ASSIGNMENT ->
Every line from the one containing "use malachitebft_codec as codec;" to the end of the listing below should be transcribed exactly, and no line outside that span should appear.
↓↓↓
PR #860, opened 2025-02-19
feat(code/engine): Buffer consensus messages during startup and recovery

romac:
> @ancazamfir: Votes may be processed before WAL replay (https://github.com/informalsystems/malachite/issues/850#issuecomment-2659910086)

---

This PR introduces message buffering for the consensus engine during startup and recovery phases. This is an important improvement to handle messages that arrive before the consensus engine is fully started or while it is recovering state via the WAL.

- Add a `VecDeque` buffer to store messages that arrive during `Unstarted`/`Recovering` phases
- Implement a message filtering function to determine which messages should be buffered
- Add processing of buffered messages once consensus starts
- Set a maximum buffer size of 1024 messages to prevent unbounded memory growth

Messages that should be buffered include votes, proposals, and proposal parts. Control messages like `StartHeight`, `TimeoutElapsed`, and network connection events are processed immediately.

The buffered messages are replayed in order once:
1. The WAL has been checked and replayed
2. The consensus engine transitions to the `Running` phase

The buffer size is capped at 1024 messages to prevent memory exhaustion attacks. Messages beyond this limit are dropped with a warning log.

---

#### For all contributors

- [ ] Reference GitHub issue

### DIFF
--- a/code/crates/engine/src/consensus.rs
+++ b/code/crates/engine/src/consensus.rs
@@ -2,11 +2,13 @@ use std::collections::BTreeSet;
 use std::sync::Arc;
 use std::time::Duration;
 
+use async_recursion::async_recursion;
 use async_trait::async_trait;
+use derive_where::derive_where;
 use eyre::eyre;
 use ractor::{Actor, ActorProcessingErr, ActorRef, RpcReplyPort};
 use tokio::time::Instant;
-use tracing::{debug, error, info, warn};
+use tracing::{debug, error, error_span, info, warn};
 
 use malachitebft_codec as codec;
 use malachitebft_config::TimeoutConfig;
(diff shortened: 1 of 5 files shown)


code/crates/engine/src/consensus.rs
↑↑↑
COMPLETED EXERCISE ->
 use malachitebft_codec as codec;
 use malachitebft_config::TimeoutConfig;
(diff shortened: 1 of 5 files shown)


code/crates/engine/src/consensus.rs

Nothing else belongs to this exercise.